Les journaux people se sont mis à relater une drôle d'histoire de double vie. Emmanuel Macron ne serait pas celui que l'on croit. Et les socialistes d'insister, sous couvert d'anonymat, "le sujet ça n'est pas qu'il ait une double-vie, mais il a menti aux français. Il a fait toute ces photos avec Brigitte... Le sujet c'est : est-il honnête", précise un hollandais qui pense que les révélations n'en sont qu'à leur début.

Pourtant, dans le camp Macron, on reste serein. "Bien sûr, ils veulent le flinguer. L'affaire fiscale était un avertissement maintenant ils vont plus loin, ils attaquent sur sa vie privée.
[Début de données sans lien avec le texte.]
PR #4400, opened 2019-08-22
WeakValueDictionary-return-association-with-collectionElements-instead-of-nil

jecisc:
Fix bug in WeakValueDictionary when #assotiationAt: was returning the wrong kind of association.

```Smalltalk
testReturnedAssociationsAreRight
	| dictionary |
	dictionary := WeakValueDictionary new.
	dictionary add: (GlobalVariable key: 'test' value: nil).
	dictionary add: (GlobalVariable key: 'test2' value: 1).
	self assert: (dictionary associationAt: 'test') value isNil.
	self assert: (dictionary associationAt: 'test2') value equals: 1.
	self assert: ((dictionary associationAt: 'test') isKindOf: GlobalVariable)
```

### DIFF
--- a/src/Collections-Tests/WeakValueDictionaryTest.class.st
+++ b/src/Collections-Tests/WeakValueDictionaryTest.class.st
@@ -132,6 +132,17 @@ WeakValueDictionaryTest >> testKeysAndValuesDoWithGarbageCollectedValue [
 ]
 
 { #category : #tests }
+WeakValueDictionaryTest >> testReturnedAssociationsAreRight [
+	| dictionary |
+	dictionary := self classToBeTested new.
+	dictionary add: (GlobalVariable key: 'test' value: nil).
+	dictionary add: (GlobalVariable key: 'test2' value: 1).
+	self assert: (dictionary associationAt: 'test') value isNil.
+	self assert: (dictionary associationAt: 'test2') value equals: 1.
+	self assert: ((dictionary associationAt: 'test') isKindOf: GlobalVariable)
+]
+
+{ #category : #tests }
 WeakValueDictionaryTest >> testSizeWithGarbageCollectedValue [
 
 	self
--- a/src/Collections-Tests/WeakValueDictionaryTest.class.st
+++ b/src/Collections-Tests/WeakValueDictionaryTest.class.st
@@ -135,11 +135,10 @@ WeakValueDictionaryTest >> testKeysAndValuesDoWithGarbageCollectedValue [
 WeakValueDictionaryTest >> testReturnedAssociationsAreRight [
 	| dictionary |
 	dictionary := self classToBeTested new.
-	dictionary add: (GlobalVariable key: 'test' value: nil).
-	dictionary add: (GlobalVariable key: 'test2' value: 1).
+	dictionary at: 'test' put: nil.
+	dictionary at: 'test2' put: 1.
 	self assert: (dictionary associationAt: 'test') value isNil.
-	self assert: (dictionary associationAt: 'test2') value equals: 1.
-	self assert: ((dictionary associationAt: 'test') isKindOf: GlobalVariable)
+	self assert: (dictionary associationAt: 'test2') value equals: 1
 ]
 
 { #category : #tests }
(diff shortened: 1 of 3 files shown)


jecisc:
The test was failing because the value for 'test' was a CollectionElement and not nil and the association kind was WeakValueAssociation and not GlobalVariable.

src/Collections-Tests/WeakValueDictionaryTest.class.st
```diff
@@ -131,6 +131,17 @@ WeakValueDictionaryTest >> testKeysAndValuesDoWithGarbageCollectedValue [
...
 
+{ #category : #tests }
+WeakValueDictionaryTest >> testReturnedAssociationsAreRight [
+	| dictionary |
+	dictionary := self classToBeTested new.
+	dictionary add: (GlobalVariable key: 'test' value: nil).
+	dictionary add: (GlobalVariable key: 'test2' value: 1).
+	self assert: (dictionary associationAt: 'test') value isNil.
+	self assert: (dictionary associationAt: 'test2') value equals: 1.
+	self assert: ((dictionary associationAt: 'test') isKindOf: GlobalVariable)
```
dionisiydk: To be a binding registry (like Undeclared) the another invariant is expected by system:
```Smalltalk
self assert: (dictionary associationAt: 'test') == (dictionary associationAt: 'test') 
```
But it will fail with this PR.

For example undeclared variable references will stop working: check the #readsRef: method.

src/Collections-Weak/WeakValueDictionary.class.st
```diff
@@ -16,10 +16,32 @@ Class {
...
+	"Set the value at key to be anObject.  If key is not found, create a new
+	entry for key and set is value to anObject. Answer anObject."
+
+	| index |
+	index := self findElementOrNil: anAssociation key.
+	(array at: index)
+		ifNil: [ self
+				atNewIndex: index
+				put:
+					((WeakValueAssociation key: anAssociation key value: anAssociation value asCollectionElement)
```
dionisiydk: Let's introduce #asWeakValueAssociation. So if it is already weak we will not create a copy.

src/Collections-Weak/WeakValueDictionary.class.st
```diff
@@ -16,10 +16,32 @@ Class {
...
 ]
 
+{ #category : #adding }
+WeakValueDictionary >> associationAt: key ifAbsent: aBlock [
+	"Answer the association with the given key.
+	If the key is not found, return the result of evaluating aBlock."
+
+	^ (array at: (self findElementOrNil: key))
+		ifNil: [ aBlock value ]
+		ifNotNil: [ :assoc | assoc asOriginalAssociation ]
```
dionisiydk: I do not like the idea that dictionary should take care about original association.
We store #key and #value. The association is an implementation detail or suitable transfer object to deliver a pair to the dictionary. And I think it is better to keep it like that. Extra responsibility will complicate logic. 

You are trying to make Undeclared structure to be a weak. We can modify users to use normal  accessing methods of the dictionary (#at:/#at:put:) instead of #add:  and #associationsAt.
The #add: here was probably for optimization to avoid extra wrapper objects (associations) to store bindings. But I really doubt it is important here because Undeclared is normally empty. 

What you think to try another approach? I believe it will be simpler

dionisiydk (changes requested):

src/Collections-Weak/WeakValueDictionary.class.st
jecisc: @dionisiydk Thinking more about it, indeed this should not be in WeakValueDictionary to keep the association. We should fix the problem with the value been nil, but not the problem of keeping the right association.

For Undeclared we should maybe create another class for it. I don't know if using #at: will be enough because I guess the system uses the kind of association to perform things. I will talk more with Marcus.

src/Collections-Weak/WeakValueDictionary.class.st
jecisc: Indeed!

jecisc:
@dionisiydk I updated the PR to only fix the #isNil bug.

dionisiydk (approved):

PR #4405, opened 2019-08-23
Roassal3Extentions

akevalion:
Simple extension for 

- Rectangle, floatCenter, because #center in Rectangle returns the Integer Point and not the Float Point
- Announcer(accessing subscribers by class), Useful to know the subscriber for the announcer.

from Roassal3 package

### DIFF
--- a/src/Announcements-Core/Announcer.class.st
+++ b/src/Announcements-Core/Announcer.class.st
@@ -29,6 +29,12 @@ Announcer >> basicSubscribe: subscription [
 ]
 
 { #category : #testing }
+Announcer >> handleSubscriberClass: eventClass [
+	self subscriptions ifNil: [ ^ false ].
+	^ self subscriptions handleSubscriberClass: eventClass
+]
+
+{ #category : #testing }
 Announcer >> hasSubscriber: anObject [
 
 	registry subscriptionsOf: anObject do: [:each | ^ true].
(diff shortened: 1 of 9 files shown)


src/Announcements-Core/SubscriptionRegistry.class.st
```diff
@@ -52,6 +52,14 @@ SubscriptionRegistry >> deliver: anAnnouncement to: subs startingAt: startIndex
 				self deliver: anAnnouncement to: subs startingAt: index + 1 ]]
 ]
 
+{ #category : #testing }
+SubscriptionRegistry >> handleSubscriberClass: eventClass [
+	"Return true if the receiver has a callback subscripbed for the event class"
+	^ subscriptions anySatisfy: [ :sub | 
+		(sub subscriber class == eventClass) or: 
+			[ sub subscriber class includesBehavior: eventClass ] ]
```
dionisiydk, line 60: It should be at least #handles... with ending s as a common convention for such methods.
But generally name does not sound good in English. It should be something like
```Smalltalk
announcer isSubscribedToAnnouncementClass:  eventClass
``` 
and 
```Smalltalk
subscriptionRegistry includesSubscriptionsToAnnouncementClass:  eventClass
```

src/Announcements-Core/Announcer.class.st
```diff
@@ -88,6 +94,12 @@ Announcer >> subscriptions [
 	^ registry
 ]
 
+{ #category : #accessing }
+Announcer >> subscriptionsForClass: subscriberClass [
+	"Return the list of subscription for a given class"
+	^ self subscriptions subscriptionsForClass: subscriberClass
```
dionisiydk, line 100: And here the better name would be:
```Smalltalk
announcer subscribersKindOf:  subscriberClass
```
and 
```Smalltalk
subscriptionRegistry subscribersKindOf:  subscriberClass
```

dionisiydk:
@Ducasse Would be nice to review new API to core classes before merging.

PR #4413, opened 2019-08-24
Class Variables with Default value

MarcusDenker:
InitializedClassVariable and LazyClassVariable, with tests

#name => LazyClassVariable default: 5.

can now be used to create a class var with default value


dionisiydk (commented):
Hi Marcus.

I think it would be nice to hide those classes from the user:
```Smalltalk
var => ClassVariable default: 5
```
It will produce InitializedClassVariable.
And for lazy:
```Smalltalk
var => ClassVariable lazy default: 5
```

src/Slot-Examples/AbstractInitializedClassVariable.class.st
```diff
@@ -0,0 +1,40 @@
...
+		'default',
+		'isBlock'
+	],
+	#category : #'Slot-Examples-ClassVariables'
+}
+
+{ #category : #accessing }
+AbstractInitializedClassVariable >> default: anObject [
+	default := anObject.
+	isBlock := false
```
dionisiydk, line 21: isBlock variable looks redundant.
If there is anyway isBlock ifTrue logic then just ask "default isBlock"

MarcusDenker: I for now did it in a way that you can specify a block as the default, but not evaluate it.
AbstractInitializedClassVariable default: []
vs
AbstractInitializedClassVariable defaultBlock: []

in the second case the block is evaluated, in the first not

I was trying to do it by always wrapping in a block, but that is not nice either.

MarcusDenker:
The problem with

var => ClassVariable default: 5

is that there will be other ClassVariables, too. And I wanted to follow the style of Slots for now...

MarcusDenker:
(I want in the end a unified way:

#myVar => Observable + Lazy default: 5

should work for both slots and class vars... )

src/Slot-Examples/AbstractInitializedClassVariable.class.st
MarcusDenker: But I think it is possible to simplify: just have default:, and if people want a block they have to do [[]] 

I will try that...

jecisc: Can’t default be 

default: anObject
    self defaultBlock: [ anObject ]

?

Or the other way around. I am on my phone and it’s not easy to read the code.

MarcusDenker:
I made a PR with a version like Denis suggested: https://github.com/pharo-project/pharo/pull/4420

PR #4415, opened 2019-08-24
4414-slot-class-defintion-Class-Variables-with-parameters-are-not-printed-correctly

### LINKED ISSUE #4414: slot class defintion: Class Variables with parameters are not printed correctly
When trying to use a class variable with parameter:

Object subclass: #MyTestClass
	slots: {  }
	classVariables: { #LazyVar => LazyClassVariable default: 5 }
	package: 'Spec2-Core-Widgets-Tab'

after accept, it prints as 

Object subclass: #MyTestClass
	slots: {  }
	classVariables: { #LazyVar => LazyClassVariable}
	package: 'Spec2-Core-Widgets-Tab'

MarcusDenker:
fix #definitionString for LiteralVariable to use the printString as overriden by the subclasses. fixes #4414


MarcusDenker:
somehow this is the wrong PR

PR #4416, opened 2019-08-24
4414-slot-class-defintion-Class-Variables-with-parameters-are-not-printed-correctly

MarcusDenker:
slot class defintion: Class Variables with parameters are not printed correctly


MarcusDenker:
I make something wrong again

Mais on a de quoi riposter", menace un proche qui, pensant que les bombes viennent de Matignon, menace, à demi mot, de contre-attaquer en évoquant les soupçons qui pèseraient sur la fondation de l'épouse de Manuel Valls. Serrez-vos tripes. La politique est loin et il n'y a pas de guerre propre.
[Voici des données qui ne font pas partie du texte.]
PR #4420, opened 2019-08-25
Simplify Variables with default blocks

MarcusDenker:
- add code generation for Class Variable wiit default
- simplify #default: for block: 
-- remove #defaultBlock
-- if the default is a block, do a #cull:

### DIFF
--- a/src/Slot-Examples/InitializedClassVariable.class.st
+++ b/src/Slot-Examples/InitializedClassVariable.class.st
@@ -16,6 +16,6 @@ Class {
 { #category : #'class building' }
 InitializedClassVariable >> installingIn: aClass [
 	default isBlock 
-		ifTrue: [ self write: (default cull: aClass)]
-		ifFalse: [ self write: default copy]
+		ifTrue: [ self write: (default cull: aClass) ]
+		ifFalse: [ self write: default ]
 ]
--- a/src/Slot-Examples/InitializedClassVariable.class.st
+++ b/src/Slot-Examples/InitializedClassVariable.class.st
@@ -15,7 +15,7 @@ Class {
 
 { #category : #'class building' }
 InitializedClassVariable >> installingIn: aClass [
-	isBlock 
+	default isBlock 
 		ifTrue: [ self write: (default copy cull: aClass)]
-		ifFalse: [ self write: default]
+		ifFalse: [ self write: default copy]
 ]
--- a/src/Slot-Examples/InitializedClassVariable.class.st
+++ b/src/Slot-Examples/InitializedClassVariable.class.st
@@ -16,6 +16,6 @@ Class {
 { #category : #'class building' }
 InitializedClassVariable >> installingIn: aClass [
 	default isBlock 
-		ifTrue: [ self write: (default copy cull: aClass)]
+		ifTrue: [ self write: (default cull: aClass)]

Mais l'odeur de la poudre ne semble pas faire fléchir l'ancien conseiller du Président de la République même si ses proches reconnaissent : « On est emmerdé pour répondre. On ne veut pas donner le sentiment de s'excuser. Mais s'il faut, si ça prend trop d'ampleur, Emmanuel s'expliquera. Il ne faut juste pas que ça perturbe le calendrier politique».
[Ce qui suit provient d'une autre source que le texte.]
PR #4473, opened 2019-09-02
4401-bis-ZipArchive-should-not-convert-FileReference-to-paths

### LINKED ISSUE #4401: ZipArchive should not convert FileReference to paths
Indeed, it prevents to use a memory store (e.g. for test purposes)

demarey:
Fixes #4401 ZipArchive should not convert FileReference to paths.


jecisc:
Failure not related

PR #4493, opened 2019-09-04
fix/blockprinting

MarcusDenker:
fix block printing for full blocks, with test


src/Kernel/CompiledBlock.class.st
```diff
@@ -22,6 +22,11 @@ CompiledBlock >> hasMethodReturn [
 		 self encoderClass methodReturnBytecodes includes: byte]
 ]
 
+{ #category : #'as yet unclassified' }
```
jecisc:
```suggestion
{ #category : #testing }
```

jecisc (changes requested):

Conscients que les menaces semblent peu efficaces, les socialistes viennent récemment d’adopter une nouvelle stratégie pour ramener le trublion dans le rang : le convaincre qu’il a une place à prendre au sein de la primaire du PS si François Hollande n'y va pas. "Manuel clive trop, il ne rassemblera pas les électeurs, la gauche du PS ne se reportera jamais sur lui. Je pense d'ailleurs qu'il ne souhaite pas se représenter. Emmanuel a donc un espace pour lui", explique un cadre socialiste. Et un autre d'ajouter : "Emmanuel ne comprend pas, parce que c'est un puceau de la politique, que s'il était candidat à la primaire, il éliminerait, de fait, un concurrence à sa gauche". Et un troisième d'ajouter : "le parti devrait quand même se demander si Emmanuel ne pourrait pas être la solution en cas de forfait de François Hollande". "Il est de la famille", ajoute un ancien ministre.

Mais "Emmanuel" n’est pas dupe et ses proches pas plus que lui. Pas question de se laisser piéger. Pas question d'intégrer cette primaire qui le ramènerait dans le giron d'un parti qu'il juge moribond. Pas question, en outre, d'être ainsi freiné dans sa tentative d'attirer des électeurs de droite qui seraient, à coup sûr, effrayés à l'idée de voter pour un candidat du PS. "C’est sûr et certain, on ne va pas aller dans le cirque de la primaire, on ne va pas plonger dans les guerres intestines du PS", affirme un député qui le soutien. D'autant qu'Emmanuel Macron, s'il était battu, devrait se rallier au vainqueur et abandonner toute idée de candidature dissidente, ce qui n’est pas dans son plan de carrière. Reste, entre les mains de ses opposants du PS, une arme à laquelle eux-mêmes ne croient plus guère : empêcher le jeune candidat d'avoir ses 500 signatures. Or même les plus candides reconnaissent qu'avec 95 000 adhérents, il paraît impensable qu'il ne trouve pas 500 élus prêts à le parrainer. Les socialistes vont donc devoir continuer à manier le bâton, au risque de se salir eux-mêmes.